Illinois Institute of Technology - Arch 497
Digital Design and Fabrication
Thomas J McLeish, Chris Palmer
This course explores the design and fabrication of architectural components in contemporary practice. We will investigate through the design and prototyping of a custom architectural component.
1. Survey of CAD/CAM use in architectural practice and component manufacturing.
2. Behavioral models of building structures using Structural analysis tools
3. Use of CAD tools to model building components for production.
4. Use of CAD tools to analyze structural properties of components.
5. Material properties and related fabrication constraints.

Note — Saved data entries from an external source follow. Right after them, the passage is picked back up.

PR #2101, opened 2024-09-20
Adds Global Event Cooldowns for Storyteller

BurgerLUA:
## About The Pull Request

Adds a "breathing room" feature for storyteller that prevents storyteller point gains if a chaotic event ran.

Adds minimum cooldowns for all track types, preventing two tracks firing in quick succession due to excessive points.

## Why It's Good For The Game

Minimum cooldowns and breathing room prevent the storyteller from suddenly waking up and deciding "Hey lets spawn blob, spiders, and meteors at the same time because we can now afford all these events now." While Blob, Spiders, and Meteors can still all occur in the same round, it just won't spawn them all within 1 minute of eachother.

## Proof Of Testing

Can't really test. Recommend testmerge.

## Changelog

:cl: BurgerBB
add: Adds Cooldowns for Storyteller
/:cl:

### DIFF
--- a/modular_zubbers/code/modules/storyteller/_events/_event.dm
+++ b/modular_zubbers/code/modules/storyteller/_events/_event.dm
@@ -11,6 +11,8 @@
 	var/static/list/shared_occurences = list()
 	/// Whether a roundstart event can happen post roundstart. Very important for events which override job assignments.
 	var/can_run_post_roundstart = TRUE
+	//Prevents point gains from time for this amount of seconds when ran. Set this for high chaos events.
+	var/breathing_room_to_add = 0 SECONDS
 
 /datum/round_event
 	/// Whether the event called its start() yet or not.
--- a/modular_zubbers/code/modules/storyteller/gamemode.dm
+++ b/modular_zubbers/code/modules/storyteller/gamemode.dm
@@ -782,6 +782,7 @@ SUBSYSTEM_DEF(gamemode)
 				if(last_points)
 					next = round((upper - lower) / last_points / STORYTELLER_WAIT_TIME * 40 / 6) / 10
 				next = max(next,round(src.breathing_room / 6)/10)
+				next = max(next,round(src.next_track_event_run[track] / 6)/10)
 				dat += "<tr style='vertical-align:top; background-color: [background_cl];'>"
 				dat += "<td>[track]</td>" //Track
 				dat += "<td>[percent]% ([lower]/[upper])</td>" //Progress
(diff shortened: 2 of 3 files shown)


BurgerLUA:
Does this fix storyteller? Only one aspect of it, which is there not being a reasonable delay between events and allowing crazy shit to happen even on the calmest of storytellers.

What is basically happening is that storyteller saves up their points for all tracks and then all at the same time (pretty much), starts running events for each track, which results in the funny Blob into Meteors into Malf spawn.

BurgerLUA:
> The cooldown delays should be tied to storytellers themselves, and block points from being added into all the tracks instead of blocking events for running. Probably with a lower amount of time, suggesting defaults of none for mundane, 10 min for moderate, 20 min for major. It feels needlessly convoluted running several cooldowns at once, and makes it fairly hard to read.
> 
> Reason to move it to the points is that the current code it will just pile up more points in the back so you'll get unintended behavior of having tracks be filled to 500% due to everything else running before and blocking them (This was an issue with the mundane track on the original predictable chaos)

I can implement half of what you suggested. Problem is that blocking points gains does not stop already saved points from being spent.

BurgerLUA:
Multiple cooldowns I think is the best way to do it.

Single cooldowns means that all tracks won't be able to gain points, meaning that even with lower cooldowns, it is possible for major events not to occur because the amount of points it gets is extremely little.

Majkl-J:
> I can implement half of what you suggested. Problem is that blocking points gains does not stop already saved points from being spent.

Points are only ever spent when the track is full so at worse we'll have the rare case of 2 events syncing up perfectly which is already very rare with the new implementation and it's fine if that happens here and there

Majkl-J:
> Multiple cooldowns I think is the best way to do it.
> 
> Single cooldowns means that all tracks won't be able to gain points, meaning that even with lower cooldowns, it is possible for major events not to occur because the amount of points it gets is extremely little.

That is a fair point, let's see how this works as of current and we can work from there.

Majkl-J:
Also as for the ghost/crew rolls I think that maybe making the antag cap rise less / sec member could be of better help currently, antags are usually given equipment to fight off multiple seccies so having it 1sec = 1antag is probably dumb and why default andy sometimes feels nuclear. Feel free to make a new atomized PR that changes it to 0.5 cap for sec, unless I do it first once I get off lunch.

BurgerLUA:
> Also as for the ghost/crew rolls I think that maybe making the antag cap rise less / sec member could be of better help currently, antags are usually given equipment to fight off multiple seccies so having it 1sec = 1antag is probably dumb and why default andy sometimes feels nuclear. Feel free to make a new atomized PR that changes it to 0.5 cap for sec, unless I do it first once I get off lunch.

I removed that feature because the only reason it existed is because I needed to decide which gets priority when it comes to the "add antag" cooldown. This PR just does the cooldown thing.

PR #2102, opened 2024-09-20
[MIRROR] Fixes ballistic weapons not making any firing sound (#86250)

Maia-J:
## About The Pull Request

https://github.com/tgstation/tgstation/pull/85470 added some checks in `/obj/item/gun/ballistic/shoot_live_shot()` that were causing runtimes in probably most of the ballistic gun types. To see for yourself just take out a revolver and shoot it a few times, then check the runtimes log.

The runtime was preventing the parent
`/obj/item/gun/ballistic/shoot_live_shot()` from being called, which is where the firing sound gets played.

Fix is just acknowledging that `chambered` can be null at this point in the call chain and adding a quick check in there for good measure. Also fixes the runtime here, though that one didn't cause any functional bugs apart from polluting the log since it occurs at the end of the proc.

KZXgDrEAnV
 
Also adds a missing multiline list comma that I noticed cough.

## Why It's Good For The Game

Guns go boom again.


Swiftfeather:
oh thank god this was getting so annoying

6. Current fabrication processes
7. Use of IIT owned CNC tools to fabricate architectural components
8. Rapid prototyping
The primary objective of this course is to expose students to new technologies used in architectural practice and component design and fabrication - such that they can include them within their architectural palette and have a meaningful dialogue with those construction team members who specialize in these trades.
Students successfully completing this course will demonstrate the following:
• An understanding of the broader implications of digital design and fabrication on architectural practice.
• An understanding of a variety of architectural materials and their use in digital fabrication.
• The ability to use 3D modeling tools to design, analyze, and fabricate an architectural component.
• The ability to prepare and transfer data between various modeling and fabrication tools.
Students will be required to write a research paper on a relevant topic, fabricate design studies of an architectural component, and produce a full-scale working prototype of a final design solution.
Structural Node
Student
Simon Fiedler
Design Sketch
The design sketch shows the lower connection node of a suspension truss. Trusses span in two directions, so that for cable connections for the truss and 4 cable connections for the diagonals are needed at one point. The shape of the node should follow the different force directions that are going from the cables to the strut.
Structural Analysis
A structural analysis of the entire structural system was made to define the different forces on the detail point that should be designed. The loads of the glass roof and the facade structure were calculated and inserted on the designated location of the structure in Dr. Frames. Results were shown of the deformation, the force values, the strength of each forch, the strong moments and the strong shear loads.
3D Model
The detail node was built with Rhinoceros, a NURBS-based 3D model program. The pictures show renderings of the final model including all curved surfaces and holes for the pin connections between the cables and the connection point. The picture on the lower left shows the structure in its context with the detail point in the middle of the suspension truss at the top. The rendering on the lower right shows the detail point in its context with all connected cables around.
Structural Analysis
To improve the 3D model of the part created in Rhinoceros, it was exported to Autodesk Inventor for some structural analysis. The pictures and the tables show the results of that stress analysis. The force values were given by the earlier discussed Dr. Frames analysis of the entire structural system. Red colored parts show dangerous constellations and blue colored parts could be improved by taking away some material.
Mold Making
Three different paths were used to build the mold out of foam. A roughing path with a bigger bit to get rid of the material. The Z-level path is done by a smaller bit to get as close as possible to the final shape by cutting in a circle path from the inside to the outside and from the top to the bottom. The planar finish path creates the smooth surface that could be improved by adding another path perpendicular to the first and decreasing the offset of the bit per path.
Casting
The exact fitting of the mold into the wooden casting form is significant to prevent an offset of the two parts and to press the sand in every single edge. Before the casting process in this example, one big hole was made to bring the aluminum into the casting box and the air out of it. More material as needed will be used, because of the shrinking of metal by cooling down, and will be cut off in the finishing process.
Finishing
After the casting process, the material that is not part of the mock-up can be cut off. To get the exact fitting of the tube on the top a drilling machine with a rotating table was used to get sharp and exact edges. The entire model was finished with filling and drilling tools to get holes for the pin connection and to get a perfectly smooth surface of the model. The finish was made with a sandblasting process.